Segment Start: DATA TO EXAMINE
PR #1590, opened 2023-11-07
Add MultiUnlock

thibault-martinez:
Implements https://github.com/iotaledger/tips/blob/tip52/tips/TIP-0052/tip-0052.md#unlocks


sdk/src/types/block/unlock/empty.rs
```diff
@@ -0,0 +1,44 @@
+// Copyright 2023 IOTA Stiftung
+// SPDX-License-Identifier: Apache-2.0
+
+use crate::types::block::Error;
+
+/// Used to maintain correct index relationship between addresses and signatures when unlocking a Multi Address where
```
Segment End: DATA TO EXAMINE
Segment Start: DATA TO EXAMINE
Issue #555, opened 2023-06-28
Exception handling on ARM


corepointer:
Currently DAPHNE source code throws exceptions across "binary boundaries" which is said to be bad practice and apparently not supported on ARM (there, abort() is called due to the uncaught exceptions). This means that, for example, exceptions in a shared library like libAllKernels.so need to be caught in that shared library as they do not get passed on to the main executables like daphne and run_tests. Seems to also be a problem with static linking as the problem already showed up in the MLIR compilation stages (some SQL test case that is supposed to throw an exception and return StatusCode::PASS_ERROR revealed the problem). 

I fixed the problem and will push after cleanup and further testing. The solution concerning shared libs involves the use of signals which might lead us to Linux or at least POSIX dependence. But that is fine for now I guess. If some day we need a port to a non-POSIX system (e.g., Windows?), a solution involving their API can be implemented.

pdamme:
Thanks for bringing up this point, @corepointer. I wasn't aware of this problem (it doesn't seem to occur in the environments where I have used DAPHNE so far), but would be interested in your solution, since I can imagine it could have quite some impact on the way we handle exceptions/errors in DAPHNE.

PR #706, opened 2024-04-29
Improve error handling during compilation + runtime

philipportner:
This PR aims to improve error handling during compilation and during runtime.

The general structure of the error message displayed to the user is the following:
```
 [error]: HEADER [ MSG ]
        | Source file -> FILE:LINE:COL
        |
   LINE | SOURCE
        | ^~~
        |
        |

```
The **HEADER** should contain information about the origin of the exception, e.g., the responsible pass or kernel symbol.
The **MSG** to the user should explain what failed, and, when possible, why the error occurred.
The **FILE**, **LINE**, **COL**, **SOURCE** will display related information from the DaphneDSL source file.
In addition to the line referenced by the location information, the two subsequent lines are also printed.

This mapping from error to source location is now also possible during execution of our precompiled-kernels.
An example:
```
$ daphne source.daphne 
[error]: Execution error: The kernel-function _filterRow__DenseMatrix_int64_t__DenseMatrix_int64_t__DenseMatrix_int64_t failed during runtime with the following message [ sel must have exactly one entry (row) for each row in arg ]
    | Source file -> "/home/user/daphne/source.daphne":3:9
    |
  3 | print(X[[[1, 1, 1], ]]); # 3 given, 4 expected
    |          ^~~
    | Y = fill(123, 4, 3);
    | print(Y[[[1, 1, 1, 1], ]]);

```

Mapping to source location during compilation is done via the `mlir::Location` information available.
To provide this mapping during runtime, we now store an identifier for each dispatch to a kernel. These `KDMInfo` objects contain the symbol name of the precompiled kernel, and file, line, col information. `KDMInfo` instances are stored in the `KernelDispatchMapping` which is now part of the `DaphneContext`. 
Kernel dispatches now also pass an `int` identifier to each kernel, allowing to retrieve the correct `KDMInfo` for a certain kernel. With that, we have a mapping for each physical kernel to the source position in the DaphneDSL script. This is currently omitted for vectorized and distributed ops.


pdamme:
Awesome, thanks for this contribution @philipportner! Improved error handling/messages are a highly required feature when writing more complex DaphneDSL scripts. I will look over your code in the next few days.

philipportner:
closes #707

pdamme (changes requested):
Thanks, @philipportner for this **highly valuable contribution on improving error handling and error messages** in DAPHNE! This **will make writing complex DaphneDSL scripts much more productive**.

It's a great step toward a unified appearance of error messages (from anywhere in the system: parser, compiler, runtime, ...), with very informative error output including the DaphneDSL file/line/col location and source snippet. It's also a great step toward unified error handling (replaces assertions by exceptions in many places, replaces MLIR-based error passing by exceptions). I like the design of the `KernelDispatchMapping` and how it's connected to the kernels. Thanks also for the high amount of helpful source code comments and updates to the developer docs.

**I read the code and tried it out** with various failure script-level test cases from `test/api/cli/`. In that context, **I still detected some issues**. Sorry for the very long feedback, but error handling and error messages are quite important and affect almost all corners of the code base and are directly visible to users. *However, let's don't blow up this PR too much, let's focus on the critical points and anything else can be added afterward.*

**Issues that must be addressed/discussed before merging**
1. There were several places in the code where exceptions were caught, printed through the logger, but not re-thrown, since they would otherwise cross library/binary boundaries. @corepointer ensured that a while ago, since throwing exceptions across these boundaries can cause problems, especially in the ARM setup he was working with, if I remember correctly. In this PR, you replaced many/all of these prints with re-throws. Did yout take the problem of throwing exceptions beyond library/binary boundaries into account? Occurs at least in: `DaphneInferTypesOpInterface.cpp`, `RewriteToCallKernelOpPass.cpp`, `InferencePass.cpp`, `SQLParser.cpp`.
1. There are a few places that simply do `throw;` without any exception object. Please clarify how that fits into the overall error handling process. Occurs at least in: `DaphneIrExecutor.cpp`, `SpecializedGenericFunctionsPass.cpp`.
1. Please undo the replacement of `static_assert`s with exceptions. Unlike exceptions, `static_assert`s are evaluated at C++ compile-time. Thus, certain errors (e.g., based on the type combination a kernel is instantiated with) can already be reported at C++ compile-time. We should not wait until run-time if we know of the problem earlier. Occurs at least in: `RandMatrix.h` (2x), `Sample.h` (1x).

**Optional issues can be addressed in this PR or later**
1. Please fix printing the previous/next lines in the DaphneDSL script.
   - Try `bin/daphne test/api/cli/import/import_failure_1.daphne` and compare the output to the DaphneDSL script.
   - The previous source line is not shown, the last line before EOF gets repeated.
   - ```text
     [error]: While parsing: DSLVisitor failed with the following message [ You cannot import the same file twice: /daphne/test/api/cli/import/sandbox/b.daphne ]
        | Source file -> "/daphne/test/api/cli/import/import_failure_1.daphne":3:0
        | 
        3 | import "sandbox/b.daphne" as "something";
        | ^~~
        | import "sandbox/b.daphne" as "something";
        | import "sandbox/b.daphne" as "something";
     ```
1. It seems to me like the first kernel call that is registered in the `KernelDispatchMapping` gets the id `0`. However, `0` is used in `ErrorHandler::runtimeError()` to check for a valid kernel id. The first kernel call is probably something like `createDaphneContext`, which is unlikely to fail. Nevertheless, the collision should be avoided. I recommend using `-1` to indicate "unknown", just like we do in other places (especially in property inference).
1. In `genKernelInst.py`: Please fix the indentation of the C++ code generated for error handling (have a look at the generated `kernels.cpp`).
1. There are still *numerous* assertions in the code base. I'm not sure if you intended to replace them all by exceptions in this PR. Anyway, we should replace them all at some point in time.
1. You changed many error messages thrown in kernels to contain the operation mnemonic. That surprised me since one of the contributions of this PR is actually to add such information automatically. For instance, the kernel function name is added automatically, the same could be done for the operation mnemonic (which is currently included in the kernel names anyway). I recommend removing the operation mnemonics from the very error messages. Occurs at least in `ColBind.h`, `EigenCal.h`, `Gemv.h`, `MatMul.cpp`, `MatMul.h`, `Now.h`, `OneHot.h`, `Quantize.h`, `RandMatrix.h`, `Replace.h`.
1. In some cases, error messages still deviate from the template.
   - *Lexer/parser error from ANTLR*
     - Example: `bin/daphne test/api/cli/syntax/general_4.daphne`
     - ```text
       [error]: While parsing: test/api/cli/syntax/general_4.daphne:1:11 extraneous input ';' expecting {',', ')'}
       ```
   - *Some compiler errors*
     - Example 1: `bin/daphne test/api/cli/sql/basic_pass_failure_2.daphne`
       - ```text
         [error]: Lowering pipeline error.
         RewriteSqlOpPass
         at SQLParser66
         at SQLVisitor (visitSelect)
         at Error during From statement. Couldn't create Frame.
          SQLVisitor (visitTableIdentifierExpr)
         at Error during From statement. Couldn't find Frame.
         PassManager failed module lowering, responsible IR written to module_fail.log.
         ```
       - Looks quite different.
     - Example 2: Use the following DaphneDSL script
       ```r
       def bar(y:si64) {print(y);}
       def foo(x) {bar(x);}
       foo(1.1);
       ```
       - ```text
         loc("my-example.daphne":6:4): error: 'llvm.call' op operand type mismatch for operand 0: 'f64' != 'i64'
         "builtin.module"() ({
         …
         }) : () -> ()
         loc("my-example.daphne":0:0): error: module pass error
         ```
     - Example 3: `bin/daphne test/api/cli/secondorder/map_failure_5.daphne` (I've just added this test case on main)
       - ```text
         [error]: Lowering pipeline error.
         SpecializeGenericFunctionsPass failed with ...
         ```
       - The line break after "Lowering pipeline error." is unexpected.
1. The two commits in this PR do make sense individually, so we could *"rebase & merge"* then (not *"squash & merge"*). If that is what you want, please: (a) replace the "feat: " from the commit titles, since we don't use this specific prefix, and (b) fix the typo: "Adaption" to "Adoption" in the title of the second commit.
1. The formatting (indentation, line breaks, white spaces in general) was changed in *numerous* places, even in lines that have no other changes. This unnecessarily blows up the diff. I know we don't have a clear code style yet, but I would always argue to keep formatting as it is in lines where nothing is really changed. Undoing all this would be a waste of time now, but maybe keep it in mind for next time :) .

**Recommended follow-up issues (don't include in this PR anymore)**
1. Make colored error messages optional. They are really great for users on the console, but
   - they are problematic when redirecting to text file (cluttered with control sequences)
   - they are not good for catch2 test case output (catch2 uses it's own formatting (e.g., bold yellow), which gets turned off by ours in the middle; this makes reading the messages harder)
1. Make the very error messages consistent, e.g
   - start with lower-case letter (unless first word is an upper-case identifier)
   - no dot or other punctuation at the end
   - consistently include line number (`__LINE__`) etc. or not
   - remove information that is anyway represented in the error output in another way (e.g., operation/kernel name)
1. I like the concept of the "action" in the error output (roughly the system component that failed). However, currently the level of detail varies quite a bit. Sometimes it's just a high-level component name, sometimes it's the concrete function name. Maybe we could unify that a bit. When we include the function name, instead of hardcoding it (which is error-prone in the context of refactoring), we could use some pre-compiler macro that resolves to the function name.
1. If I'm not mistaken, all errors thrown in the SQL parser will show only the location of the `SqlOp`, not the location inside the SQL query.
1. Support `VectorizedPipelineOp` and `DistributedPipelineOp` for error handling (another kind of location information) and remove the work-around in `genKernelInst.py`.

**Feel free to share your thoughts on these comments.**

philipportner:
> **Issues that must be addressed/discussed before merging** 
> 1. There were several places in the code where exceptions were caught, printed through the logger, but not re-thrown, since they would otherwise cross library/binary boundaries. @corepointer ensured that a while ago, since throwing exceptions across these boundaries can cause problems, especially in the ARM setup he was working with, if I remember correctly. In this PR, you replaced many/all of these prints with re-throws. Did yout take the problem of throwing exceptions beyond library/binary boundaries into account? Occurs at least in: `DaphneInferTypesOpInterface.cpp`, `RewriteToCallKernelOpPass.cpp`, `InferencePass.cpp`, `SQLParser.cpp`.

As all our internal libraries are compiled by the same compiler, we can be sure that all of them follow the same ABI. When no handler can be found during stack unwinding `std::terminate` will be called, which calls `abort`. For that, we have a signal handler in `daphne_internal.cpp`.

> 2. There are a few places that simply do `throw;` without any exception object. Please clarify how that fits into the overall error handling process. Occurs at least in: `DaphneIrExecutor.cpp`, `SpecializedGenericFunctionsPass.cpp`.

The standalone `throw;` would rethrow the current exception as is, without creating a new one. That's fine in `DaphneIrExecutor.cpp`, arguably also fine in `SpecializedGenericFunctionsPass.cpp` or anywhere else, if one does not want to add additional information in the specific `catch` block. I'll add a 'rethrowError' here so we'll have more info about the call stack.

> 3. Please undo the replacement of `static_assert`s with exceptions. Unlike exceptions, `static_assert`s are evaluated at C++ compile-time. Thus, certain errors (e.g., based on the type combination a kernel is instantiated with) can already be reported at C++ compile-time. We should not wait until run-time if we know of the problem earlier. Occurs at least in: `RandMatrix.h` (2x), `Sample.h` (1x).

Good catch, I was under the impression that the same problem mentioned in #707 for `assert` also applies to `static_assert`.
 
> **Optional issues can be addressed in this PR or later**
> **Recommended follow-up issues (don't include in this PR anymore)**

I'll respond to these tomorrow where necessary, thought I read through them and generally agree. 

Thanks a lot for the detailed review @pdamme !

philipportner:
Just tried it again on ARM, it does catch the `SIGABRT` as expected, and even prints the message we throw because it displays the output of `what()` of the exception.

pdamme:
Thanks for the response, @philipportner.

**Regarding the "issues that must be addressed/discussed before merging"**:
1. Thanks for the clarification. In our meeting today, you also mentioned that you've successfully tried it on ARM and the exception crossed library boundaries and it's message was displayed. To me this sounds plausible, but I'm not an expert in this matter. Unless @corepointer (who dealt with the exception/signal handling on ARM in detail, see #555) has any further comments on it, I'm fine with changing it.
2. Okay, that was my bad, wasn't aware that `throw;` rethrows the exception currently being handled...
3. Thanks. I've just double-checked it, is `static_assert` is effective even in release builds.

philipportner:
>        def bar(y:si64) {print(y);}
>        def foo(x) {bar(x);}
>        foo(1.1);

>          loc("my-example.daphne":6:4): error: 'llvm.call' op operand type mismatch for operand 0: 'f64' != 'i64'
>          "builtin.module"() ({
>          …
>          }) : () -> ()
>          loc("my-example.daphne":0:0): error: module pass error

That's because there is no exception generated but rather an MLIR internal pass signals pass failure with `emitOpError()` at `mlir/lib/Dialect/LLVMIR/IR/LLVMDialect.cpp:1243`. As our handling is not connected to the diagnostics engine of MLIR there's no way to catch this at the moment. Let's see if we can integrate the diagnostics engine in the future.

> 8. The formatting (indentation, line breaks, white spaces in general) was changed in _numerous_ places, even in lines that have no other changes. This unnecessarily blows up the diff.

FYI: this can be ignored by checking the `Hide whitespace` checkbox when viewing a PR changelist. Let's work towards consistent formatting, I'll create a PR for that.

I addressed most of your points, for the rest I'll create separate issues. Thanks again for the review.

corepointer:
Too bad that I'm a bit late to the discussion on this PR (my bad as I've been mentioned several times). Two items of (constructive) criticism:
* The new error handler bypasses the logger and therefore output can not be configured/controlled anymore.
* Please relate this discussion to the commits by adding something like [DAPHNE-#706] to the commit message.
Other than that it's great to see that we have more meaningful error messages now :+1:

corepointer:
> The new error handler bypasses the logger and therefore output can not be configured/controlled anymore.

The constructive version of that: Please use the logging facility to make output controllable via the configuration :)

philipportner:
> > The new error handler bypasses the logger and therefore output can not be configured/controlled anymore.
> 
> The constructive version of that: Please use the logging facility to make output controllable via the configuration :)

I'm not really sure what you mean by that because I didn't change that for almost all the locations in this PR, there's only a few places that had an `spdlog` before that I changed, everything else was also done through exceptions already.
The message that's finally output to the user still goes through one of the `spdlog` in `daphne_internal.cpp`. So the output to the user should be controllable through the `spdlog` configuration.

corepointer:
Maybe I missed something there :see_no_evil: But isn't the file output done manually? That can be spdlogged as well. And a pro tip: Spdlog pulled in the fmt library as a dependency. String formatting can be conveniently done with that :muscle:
Segment End: DATA TO EXAMINE
_PROBLEM DETAILS_: Retype the portion of the data above that starts on the line with "1. Thanks for" and finishes on the line with "FYI: this can", including both of those lines.

_WRITTEN REPLY_:
1. Thanks for the clarification. In our meeting today, you also mentioned that you've successfully tried it on ARM and the exception crossed library boundaries and it's message was displayed. To me this sounds plausible, but I'm not an expert in this matter. Unless @corepointer (who dealt with the exception/signal handling on ARM in detail, see #555) has any further comments on it, I'm fine with changing it.
2. Okay, that was my bad, wasn't aware that `throw;` rethrows the exception currently being handled...
3. Thanks. I've just double-checked it, is `static_assert` is effective even in release builds.

philipportner:
>        def bar(y:si64) {print(y);}
>        def foo(x) {bar(x);}
>        foo(1.1);

>          loc("my-example.daphne":6:4): error: 'llvm.call' op operand type mismatch for operand 0: 'f64' != 'i64'
>          "builtin.module"() ({
>          …
>          }) : () -> ()
>          loc("my-example.daphne":0:0): error: module pass error

That's because there is no exception generated but rather an MLIR internal pass signals pass failure with `emitOpError()` at `mlir/lib/Dialect/LLVMIR/IR/LLVMDialect.cpp:1243`. As our handling is not connected to the diagnostics engine of MLIR there's no way to catch this at the moment. Let's see if we can integrate the diagnostics engine in the future.

> 8. The formatting (indentation, line breaks, white spaces in general) was changed in _numerous_ places, even in lines that have no other changes. This unnecessarily blows up the diff.

FYI: this can be ignored by checking the `Hide whitespace` checkbox when viewing a PR changelist. Let's work towards consistent formatting, I'll create a PR for that.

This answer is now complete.